> [YOUR ASSIGNMENT] Transcribe the following entries word for word. End with the line where "import org.apache.hadoop.mapreduce.OutputCommitter;" appears.
________________________
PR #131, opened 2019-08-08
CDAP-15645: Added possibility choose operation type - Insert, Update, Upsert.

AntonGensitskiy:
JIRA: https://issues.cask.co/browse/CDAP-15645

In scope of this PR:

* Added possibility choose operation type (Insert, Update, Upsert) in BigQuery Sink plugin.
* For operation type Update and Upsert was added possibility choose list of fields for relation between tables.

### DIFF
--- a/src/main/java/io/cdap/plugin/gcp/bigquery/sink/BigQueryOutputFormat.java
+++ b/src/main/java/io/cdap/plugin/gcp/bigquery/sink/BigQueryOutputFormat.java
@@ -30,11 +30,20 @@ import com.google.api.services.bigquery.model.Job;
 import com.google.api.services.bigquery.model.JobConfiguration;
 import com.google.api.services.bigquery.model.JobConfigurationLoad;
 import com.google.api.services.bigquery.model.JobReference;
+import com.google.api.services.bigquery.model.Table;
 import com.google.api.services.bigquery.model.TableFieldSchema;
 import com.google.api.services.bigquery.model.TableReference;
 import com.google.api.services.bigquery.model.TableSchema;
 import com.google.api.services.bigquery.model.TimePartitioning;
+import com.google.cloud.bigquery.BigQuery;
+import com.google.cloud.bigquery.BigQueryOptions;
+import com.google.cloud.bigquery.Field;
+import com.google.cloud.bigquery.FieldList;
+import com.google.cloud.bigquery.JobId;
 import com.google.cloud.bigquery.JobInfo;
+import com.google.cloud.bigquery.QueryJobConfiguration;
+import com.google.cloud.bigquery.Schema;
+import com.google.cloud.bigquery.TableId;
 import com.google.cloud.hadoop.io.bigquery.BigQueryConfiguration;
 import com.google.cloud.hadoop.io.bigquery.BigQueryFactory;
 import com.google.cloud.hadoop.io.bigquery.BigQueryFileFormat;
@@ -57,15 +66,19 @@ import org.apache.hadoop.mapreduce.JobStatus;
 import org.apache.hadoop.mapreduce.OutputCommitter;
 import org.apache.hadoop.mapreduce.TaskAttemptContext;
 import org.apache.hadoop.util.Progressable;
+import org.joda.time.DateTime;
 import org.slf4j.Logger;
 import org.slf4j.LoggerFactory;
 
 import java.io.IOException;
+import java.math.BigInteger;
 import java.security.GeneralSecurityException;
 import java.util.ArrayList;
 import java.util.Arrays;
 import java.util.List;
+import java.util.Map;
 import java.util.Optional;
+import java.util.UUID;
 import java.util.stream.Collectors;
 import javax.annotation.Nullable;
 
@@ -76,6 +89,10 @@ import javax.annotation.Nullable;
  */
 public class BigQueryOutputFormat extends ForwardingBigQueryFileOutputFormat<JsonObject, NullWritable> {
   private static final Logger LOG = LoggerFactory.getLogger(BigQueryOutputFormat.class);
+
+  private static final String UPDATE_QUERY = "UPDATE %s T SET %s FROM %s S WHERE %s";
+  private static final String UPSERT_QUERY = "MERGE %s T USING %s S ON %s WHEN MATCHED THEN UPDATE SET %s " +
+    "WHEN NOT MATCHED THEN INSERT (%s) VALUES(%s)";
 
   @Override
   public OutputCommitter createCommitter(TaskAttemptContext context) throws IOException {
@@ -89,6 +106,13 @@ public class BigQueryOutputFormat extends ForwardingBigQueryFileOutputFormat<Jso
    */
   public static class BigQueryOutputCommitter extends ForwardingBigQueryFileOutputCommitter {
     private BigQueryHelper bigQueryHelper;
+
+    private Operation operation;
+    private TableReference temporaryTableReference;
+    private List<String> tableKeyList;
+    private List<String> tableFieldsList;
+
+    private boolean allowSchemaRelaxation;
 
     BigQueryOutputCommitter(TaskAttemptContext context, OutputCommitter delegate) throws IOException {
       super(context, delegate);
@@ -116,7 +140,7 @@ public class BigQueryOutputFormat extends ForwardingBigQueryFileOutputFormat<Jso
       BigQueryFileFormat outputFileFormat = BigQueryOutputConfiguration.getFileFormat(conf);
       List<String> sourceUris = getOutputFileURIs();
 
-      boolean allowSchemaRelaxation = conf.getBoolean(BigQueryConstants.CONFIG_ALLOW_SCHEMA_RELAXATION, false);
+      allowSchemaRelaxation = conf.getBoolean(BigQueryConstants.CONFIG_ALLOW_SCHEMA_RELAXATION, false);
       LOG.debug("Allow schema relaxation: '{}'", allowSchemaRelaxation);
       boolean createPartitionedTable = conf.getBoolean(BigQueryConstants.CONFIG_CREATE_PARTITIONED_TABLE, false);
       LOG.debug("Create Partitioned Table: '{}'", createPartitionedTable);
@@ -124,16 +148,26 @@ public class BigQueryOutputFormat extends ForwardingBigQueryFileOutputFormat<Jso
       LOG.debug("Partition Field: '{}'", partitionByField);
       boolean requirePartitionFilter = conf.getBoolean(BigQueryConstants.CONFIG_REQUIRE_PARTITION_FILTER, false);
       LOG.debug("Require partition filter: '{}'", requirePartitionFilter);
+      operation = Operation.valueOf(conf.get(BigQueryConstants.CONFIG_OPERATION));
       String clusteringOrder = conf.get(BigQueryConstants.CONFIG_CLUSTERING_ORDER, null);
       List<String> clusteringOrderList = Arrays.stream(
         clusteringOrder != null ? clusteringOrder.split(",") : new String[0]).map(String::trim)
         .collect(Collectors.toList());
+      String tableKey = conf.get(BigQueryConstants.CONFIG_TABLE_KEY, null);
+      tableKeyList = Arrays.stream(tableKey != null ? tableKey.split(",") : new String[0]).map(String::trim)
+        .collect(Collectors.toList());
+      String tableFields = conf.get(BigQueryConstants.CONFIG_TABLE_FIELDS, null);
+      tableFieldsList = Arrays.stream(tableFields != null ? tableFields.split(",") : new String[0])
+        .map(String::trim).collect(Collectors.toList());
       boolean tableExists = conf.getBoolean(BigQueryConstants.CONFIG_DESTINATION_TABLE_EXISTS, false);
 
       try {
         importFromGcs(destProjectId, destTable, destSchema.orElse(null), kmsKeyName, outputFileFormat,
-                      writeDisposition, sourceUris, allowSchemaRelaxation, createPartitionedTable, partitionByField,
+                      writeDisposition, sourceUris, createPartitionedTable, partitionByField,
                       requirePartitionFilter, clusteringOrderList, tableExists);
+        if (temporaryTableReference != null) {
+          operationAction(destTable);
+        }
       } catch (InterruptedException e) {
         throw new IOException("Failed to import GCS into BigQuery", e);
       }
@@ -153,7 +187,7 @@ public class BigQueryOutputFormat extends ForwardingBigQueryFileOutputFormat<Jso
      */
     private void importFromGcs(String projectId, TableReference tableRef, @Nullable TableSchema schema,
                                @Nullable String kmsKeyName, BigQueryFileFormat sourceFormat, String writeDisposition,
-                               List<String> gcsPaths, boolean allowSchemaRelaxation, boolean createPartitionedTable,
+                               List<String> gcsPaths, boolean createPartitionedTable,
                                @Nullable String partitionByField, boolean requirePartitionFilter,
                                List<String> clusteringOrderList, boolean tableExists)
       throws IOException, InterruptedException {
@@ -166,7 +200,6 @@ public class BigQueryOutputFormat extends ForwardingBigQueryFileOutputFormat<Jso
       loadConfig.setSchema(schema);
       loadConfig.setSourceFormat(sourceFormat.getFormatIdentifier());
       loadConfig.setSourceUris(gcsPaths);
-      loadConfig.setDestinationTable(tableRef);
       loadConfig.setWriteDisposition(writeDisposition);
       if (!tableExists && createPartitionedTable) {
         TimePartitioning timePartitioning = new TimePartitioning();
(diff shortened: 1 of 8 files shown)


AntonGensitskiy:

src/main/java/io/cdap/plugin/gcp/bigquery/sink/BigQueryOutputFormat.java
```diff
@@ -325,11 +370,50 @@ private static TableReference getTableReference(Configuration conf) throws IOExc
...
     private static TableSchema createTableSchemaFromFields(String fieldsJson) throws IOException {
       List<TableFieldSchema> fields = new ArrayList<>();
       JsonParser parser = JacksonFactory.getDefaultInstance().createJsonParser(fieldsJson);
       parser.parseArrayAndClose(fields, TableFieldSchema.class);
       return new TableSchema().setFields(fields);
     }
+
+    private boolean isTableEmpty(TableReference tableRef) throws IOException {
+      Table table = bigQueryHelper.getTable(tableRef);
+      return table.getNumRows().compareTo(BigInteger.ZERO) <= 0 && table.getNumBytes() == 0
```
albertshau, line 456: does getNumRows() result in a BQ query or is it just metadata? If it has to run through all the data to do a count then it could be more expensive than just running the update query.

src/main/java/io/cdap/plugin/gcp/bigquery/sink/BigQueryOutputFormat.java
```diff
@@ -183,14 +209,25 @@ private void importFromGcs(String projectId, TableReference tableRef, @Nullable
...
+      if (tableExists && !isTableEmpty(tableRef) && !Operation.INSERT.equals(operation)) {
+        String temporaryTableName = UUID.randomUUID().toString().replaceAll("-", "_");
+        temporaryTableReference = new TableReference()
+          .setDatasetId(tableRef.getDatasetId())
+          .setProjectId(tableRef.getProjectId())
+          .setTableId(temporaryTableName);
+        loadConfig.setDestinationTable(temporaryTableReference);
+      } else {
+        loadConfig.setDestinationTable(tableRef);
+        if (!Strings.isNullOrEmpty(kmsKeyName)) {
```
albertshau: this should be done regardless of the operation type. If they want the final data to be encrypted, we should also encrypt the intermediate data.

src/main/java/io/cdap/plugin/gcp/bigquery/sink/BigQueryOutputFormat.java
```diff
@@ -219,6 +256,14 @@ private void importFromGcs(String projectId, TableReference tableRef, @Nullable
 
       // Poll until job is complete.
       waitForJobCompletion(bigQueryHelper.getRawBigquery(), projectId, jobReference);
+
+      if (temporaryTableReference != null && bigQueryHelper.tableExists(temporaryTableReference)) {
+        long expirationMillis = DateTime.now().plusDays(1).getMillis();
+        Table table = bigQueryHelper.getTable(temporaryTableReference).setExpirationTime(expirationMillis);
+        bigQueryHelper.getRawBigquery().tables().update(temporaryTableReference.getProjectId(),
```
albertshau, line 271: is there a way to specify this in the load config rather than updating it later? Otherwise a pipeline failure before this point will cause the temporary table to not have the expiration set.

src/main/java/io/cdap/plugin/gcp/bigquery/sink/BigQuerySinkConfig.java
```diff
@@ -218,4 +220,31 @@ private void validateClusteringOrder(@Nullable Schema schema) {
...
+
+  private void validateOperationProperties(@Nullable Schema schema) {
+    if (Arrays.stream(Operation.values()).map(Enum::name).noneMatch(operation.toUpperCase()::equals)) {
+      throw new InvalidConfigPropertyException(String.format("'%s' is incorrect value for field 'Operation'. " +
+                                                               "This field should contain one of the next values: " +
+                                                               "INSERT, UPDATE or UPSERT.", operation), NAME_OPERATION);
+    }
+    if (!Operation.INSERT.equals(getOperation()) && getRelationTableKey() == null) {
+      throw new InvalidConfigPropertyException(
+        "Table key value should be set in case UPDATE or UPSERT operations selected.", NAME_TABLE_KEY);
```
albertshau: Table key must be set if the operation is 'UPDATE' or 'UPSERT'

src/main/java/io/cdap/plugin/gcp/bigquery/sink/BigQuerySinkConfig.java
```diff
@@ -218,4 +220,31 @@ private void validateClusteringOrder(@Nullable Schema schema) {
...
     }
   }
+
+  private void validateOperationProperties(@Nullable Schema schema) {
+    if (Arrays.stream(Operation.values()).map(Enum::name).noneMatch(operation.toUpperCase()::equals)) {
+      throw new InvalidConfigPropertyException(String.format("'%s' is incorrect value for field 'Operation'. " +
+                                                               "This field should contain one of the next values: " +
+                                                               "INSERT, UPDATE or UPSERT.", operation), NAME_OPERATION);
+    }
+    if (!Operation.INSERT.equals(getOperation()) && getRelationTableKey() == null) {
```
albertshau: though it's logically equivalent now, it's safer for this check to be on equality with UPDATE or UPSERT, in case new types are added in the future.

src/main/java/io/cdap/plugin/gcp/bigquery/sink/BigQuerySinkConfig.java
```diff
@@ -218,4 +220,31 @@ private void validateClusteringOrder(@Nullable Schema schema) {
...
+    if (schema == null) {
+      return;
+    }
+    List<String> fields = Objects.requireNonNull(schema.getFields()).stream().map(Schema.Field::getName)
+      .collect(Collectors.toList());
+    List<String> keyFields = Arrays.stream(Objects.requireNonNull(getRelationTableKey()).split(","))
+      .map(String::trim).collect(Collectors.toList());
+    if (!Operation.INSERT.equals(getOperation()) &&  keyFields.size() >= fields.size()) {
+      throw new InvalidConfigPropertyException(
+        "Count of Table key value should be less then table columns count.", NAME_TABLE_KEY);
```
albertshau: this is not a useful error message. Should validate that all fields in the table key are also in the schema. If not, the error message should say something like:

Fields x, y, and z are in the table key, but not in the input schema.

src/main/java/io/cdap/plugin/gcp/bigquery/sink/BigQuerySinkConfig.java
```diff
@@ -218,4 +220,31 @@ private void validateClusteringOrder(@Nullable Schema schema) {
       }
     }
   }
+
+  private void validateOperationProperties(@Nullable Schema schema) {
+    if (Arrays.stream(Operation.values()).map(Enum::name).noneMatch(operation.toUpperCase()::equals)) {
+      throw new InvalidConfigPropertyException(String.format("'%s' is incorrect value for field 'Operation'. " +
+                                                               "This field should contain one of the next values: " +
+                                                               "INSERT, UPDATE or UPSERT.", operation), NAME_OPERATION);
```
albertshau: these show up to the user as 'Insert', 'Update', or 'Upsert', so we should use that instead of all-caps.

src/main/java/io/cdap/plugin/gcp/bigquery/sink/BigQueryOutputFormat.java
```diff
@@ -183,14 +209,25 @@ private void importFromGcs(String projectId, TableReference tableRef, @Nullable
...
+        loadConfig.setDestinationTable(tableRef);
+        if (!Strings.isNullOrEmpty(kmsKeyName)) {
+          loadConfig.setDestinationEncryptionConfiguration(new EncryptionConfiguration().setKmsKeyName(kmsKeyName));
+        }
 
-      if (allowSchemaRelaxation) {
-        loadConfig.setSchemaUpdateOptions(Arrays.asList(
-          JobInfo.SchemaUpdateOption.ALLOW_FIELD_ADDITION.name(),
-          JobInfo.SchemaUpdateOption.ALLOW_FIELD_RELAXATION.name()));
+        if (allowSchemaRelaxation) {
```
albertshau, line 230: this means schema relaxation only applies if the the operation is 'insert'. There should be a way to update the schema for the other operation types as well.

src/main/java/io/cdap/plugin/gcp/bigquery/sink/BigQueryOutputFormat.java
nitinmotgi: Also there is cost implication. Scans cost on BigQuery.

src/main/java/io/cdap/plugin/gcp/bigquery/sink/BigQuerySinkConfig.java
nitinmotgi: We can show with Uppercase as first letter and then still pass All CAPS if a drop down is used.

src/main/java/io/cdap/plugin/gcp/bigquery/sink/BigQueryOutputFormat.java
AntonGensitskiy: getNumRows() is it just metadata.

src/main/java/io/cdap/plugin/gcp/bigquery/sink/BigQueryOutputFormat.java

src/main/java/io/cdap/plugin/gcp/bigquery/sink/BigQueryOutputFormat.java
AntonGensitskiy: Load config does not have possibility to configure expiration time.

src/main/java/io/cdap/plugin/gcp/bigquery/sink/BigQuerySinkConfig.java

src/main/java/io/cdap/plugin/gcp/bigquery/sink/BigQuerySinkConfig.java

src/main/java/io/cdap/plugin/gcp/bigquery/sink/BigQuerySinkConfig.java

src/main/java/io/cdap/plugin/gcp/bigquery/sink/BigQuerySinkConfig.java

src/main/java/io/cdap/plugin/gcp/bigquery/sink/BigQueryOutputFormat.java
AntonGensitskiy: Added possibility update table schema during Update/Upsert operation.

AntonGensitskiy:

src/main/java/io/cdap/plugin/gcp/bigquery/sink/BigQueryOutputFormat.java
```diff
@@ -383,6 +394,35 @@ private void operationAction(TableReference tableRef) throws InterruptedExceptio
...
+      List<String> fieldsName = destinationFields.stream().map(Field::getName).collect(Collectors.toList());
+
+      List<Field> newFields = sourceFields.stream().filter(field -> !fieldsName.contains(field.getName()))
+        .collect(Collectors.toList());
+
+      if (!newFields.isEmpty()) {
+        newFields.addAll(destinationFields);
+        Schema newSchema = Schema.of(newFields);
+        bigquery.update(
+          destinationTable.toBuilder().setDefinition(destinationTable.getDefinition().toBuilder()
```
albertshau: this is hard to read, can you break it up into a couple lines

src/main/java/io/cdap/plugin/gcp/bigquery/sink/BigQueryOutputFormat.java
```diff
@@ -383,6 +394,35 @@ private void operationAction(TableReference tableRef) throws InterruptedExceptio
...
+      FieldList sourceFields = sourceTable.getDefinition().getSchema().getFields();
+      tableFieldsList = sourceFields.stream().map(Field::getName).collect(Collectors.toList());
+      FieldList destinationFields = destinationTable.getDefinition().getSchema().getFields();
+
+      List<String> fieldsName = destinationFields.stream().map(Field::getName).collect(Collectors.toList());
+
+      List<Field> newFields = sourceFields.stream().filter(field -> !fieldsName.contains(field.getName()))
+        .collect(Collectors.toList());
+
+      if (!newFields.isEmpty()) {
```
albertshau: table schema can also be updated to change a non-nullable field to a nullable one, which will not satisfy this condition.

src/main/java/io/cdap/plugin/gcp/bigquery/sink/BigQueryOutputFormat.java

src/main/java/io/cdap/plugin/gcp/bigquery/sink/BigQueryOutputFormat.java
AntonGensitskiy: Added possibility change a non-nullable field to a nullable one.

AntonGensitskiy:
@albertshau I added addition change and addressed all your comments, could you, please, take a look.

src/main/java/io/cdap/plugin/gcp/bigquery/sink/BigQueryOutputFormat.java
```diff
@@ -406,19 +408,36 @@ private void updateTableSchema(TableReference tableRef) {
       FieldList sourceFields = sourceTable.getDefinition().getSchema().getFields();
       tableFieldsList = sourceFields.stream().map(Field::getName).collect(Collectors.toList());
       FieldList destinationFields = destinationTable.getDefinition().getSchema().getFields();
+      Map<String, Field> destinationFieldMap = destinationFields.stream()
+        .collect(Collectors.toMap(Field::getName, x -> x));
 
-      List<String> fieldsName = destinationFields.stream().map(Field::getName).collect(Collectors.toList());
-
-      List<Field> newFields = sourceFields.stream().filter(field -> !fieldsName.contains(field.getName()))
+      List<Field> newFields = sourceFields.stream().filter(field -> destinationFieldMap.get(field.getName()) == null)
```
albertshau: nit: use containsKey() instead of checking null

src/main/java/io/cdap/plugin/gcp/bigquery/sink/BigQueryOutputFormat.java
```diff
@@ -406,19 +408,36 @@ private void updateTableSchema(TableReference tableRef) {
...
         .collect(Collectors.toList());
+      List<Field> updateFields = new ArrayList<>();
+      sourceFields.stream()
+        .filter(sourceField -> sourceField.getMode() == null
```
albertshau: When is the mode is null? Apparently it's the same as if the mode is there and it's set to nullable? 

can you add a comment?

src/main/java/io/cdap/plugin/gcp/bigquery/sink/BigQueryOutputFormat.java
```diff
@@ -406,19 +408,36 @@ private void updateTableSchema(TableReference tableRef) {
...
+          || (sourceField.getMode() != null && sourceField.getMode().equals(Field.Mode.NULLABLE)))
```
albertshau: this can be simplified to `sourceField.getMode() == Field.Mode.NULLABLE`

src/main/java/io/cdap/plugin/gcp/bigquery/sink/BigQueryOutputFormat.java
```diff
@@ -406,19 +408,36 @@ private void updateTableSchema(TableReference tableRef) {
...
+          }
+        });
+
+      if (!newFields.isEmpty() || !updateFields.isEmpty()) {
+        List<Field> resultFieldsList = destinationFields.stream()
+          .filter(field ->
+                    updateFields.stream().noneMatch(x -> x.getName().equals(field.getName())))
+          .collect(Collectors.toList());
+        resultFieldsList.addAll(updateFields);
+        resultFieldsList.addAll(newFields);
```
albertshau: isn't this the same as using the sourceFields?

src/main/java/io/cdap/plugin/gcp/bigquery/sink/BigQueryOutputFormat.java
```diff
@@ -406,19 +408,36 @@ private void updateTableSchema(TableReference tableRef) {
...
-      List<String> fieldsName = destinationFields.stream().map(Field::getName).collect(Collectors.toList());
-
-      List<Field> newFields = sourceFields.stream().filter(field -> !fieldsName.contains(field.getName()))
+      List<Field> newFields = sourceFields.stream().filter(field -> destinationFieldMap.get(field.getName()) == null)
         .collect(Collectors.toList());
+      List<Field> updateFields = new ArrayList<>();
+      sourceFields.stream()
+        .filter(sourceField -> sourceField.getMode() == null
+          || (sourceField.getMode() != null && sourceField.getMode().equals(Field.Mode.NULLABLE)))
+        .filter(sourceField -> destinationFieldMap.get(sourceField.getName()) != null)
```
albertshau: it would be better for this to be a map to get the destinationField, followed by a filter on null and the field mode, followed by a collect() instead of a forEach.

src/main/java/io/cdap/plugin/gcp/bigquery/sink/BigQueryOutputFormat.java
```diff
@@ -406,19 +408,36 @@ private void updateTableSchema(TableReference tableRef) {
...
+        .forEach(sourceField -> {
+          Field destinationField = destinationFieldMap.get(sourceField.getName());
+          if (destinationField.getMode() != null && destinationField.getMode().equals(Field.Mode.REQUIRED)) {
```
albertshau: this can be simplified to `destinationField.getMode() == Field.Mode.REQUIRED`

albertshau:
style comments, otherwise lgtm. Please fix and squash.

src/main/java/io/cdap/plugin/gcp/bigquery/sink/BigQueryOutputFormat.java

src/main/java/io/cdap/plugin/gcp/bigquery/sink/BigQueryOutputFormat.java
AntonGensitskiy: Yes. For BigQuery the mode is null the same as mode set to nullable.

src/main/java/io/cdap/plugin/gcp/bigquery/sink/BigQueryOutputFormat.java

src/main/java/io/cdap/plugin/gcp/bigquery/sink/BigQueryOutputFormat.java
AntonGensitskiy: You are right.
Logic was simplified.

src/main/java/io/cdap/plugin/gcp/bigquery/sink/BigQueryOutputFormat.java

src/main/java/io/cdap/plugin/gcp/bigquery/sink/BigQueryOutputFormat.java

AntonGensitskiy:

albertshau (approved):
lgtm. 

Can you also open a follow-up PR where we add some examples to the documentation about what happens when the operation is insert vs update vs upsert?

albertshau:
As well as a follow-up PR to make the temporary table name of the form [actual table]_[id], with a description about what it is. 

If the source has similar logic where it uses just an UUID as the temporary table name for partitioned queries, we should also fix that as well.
________________________
> [EXERCISE RESULT]
PR #131, opened 2019-08-08
CDAP-15645: Added possibility choose operation type - Insert, Update, Upsert.

AntonGensitskiy:
JIRA: https://issues.cask.co/browse/CDAP-15645

In scope of this PR:

* Added possibility choose operation type (Insert, Update, Upsert) in BigQuery Sink plugin.
* For operation type Update and Upsert was added possibility choose list of fields for relation between tables.

### DIFF
--- a/src/main/java/io/cdap/plugin/gcp/bigquery/sink/BigQueryOutputFormat.java
+++ b/src/main/java/io/cdap/plugin/gcp/bigquery/sink/BigQueryOutputFormat.java
@@ -30,11 +30,20 @@ import com.google.api.services.bigquery.model.Job;
 import com.google.api.services.bigquery.model.JobConfiguration;
 import com.google.api.services.bigquery.model.JobConfigurationLoad;
 import com.google.api.services.bigquery.model.JobReference;
+import com.google.api.services.bigquery.model.Table;
 import com.google.api.services.bigquery.model.TableFieldSchema;
 import com.google.api.services.bigquery.model.TableReference;
 import com.google.api.services.bigquery.model.TableSchema;
 import com.google.api.services.bigquery.model.TimePartitioning;
+import com.google.cloud.bigquery.BigQuery;
+import com.google.cloud.bigquery.BigQueryOptions;
+import com.google.cloud.bigquery.Field;
+import com.google.cloud.bigquery.FieldList;
+import com.google.cloud.bigquery.JobId;
 import com.google.cloud.bigquery.JobInfo;
+import com.google.cloud.bigquery.QueryJobConfiguration;
+import com.google.cloud.bigquery.Schema;
+import com.google.cloud.bigquery.TableId;
 import com.google.cloud.hadoop.io.bigquery.BigQueryConfiguration;
 import com.google.cloud.hadoop.io.bigquery.BigQueryFactory;
 import com.google.cloud.hadoop.io.bigquery.BigQueryFileFormat;
@@ -57,15 +66,19 @@ import org.apache.hadoop.mapreduce.JobStatus;
 import org.apache.hadoop.mapreduce.OutputCommitter;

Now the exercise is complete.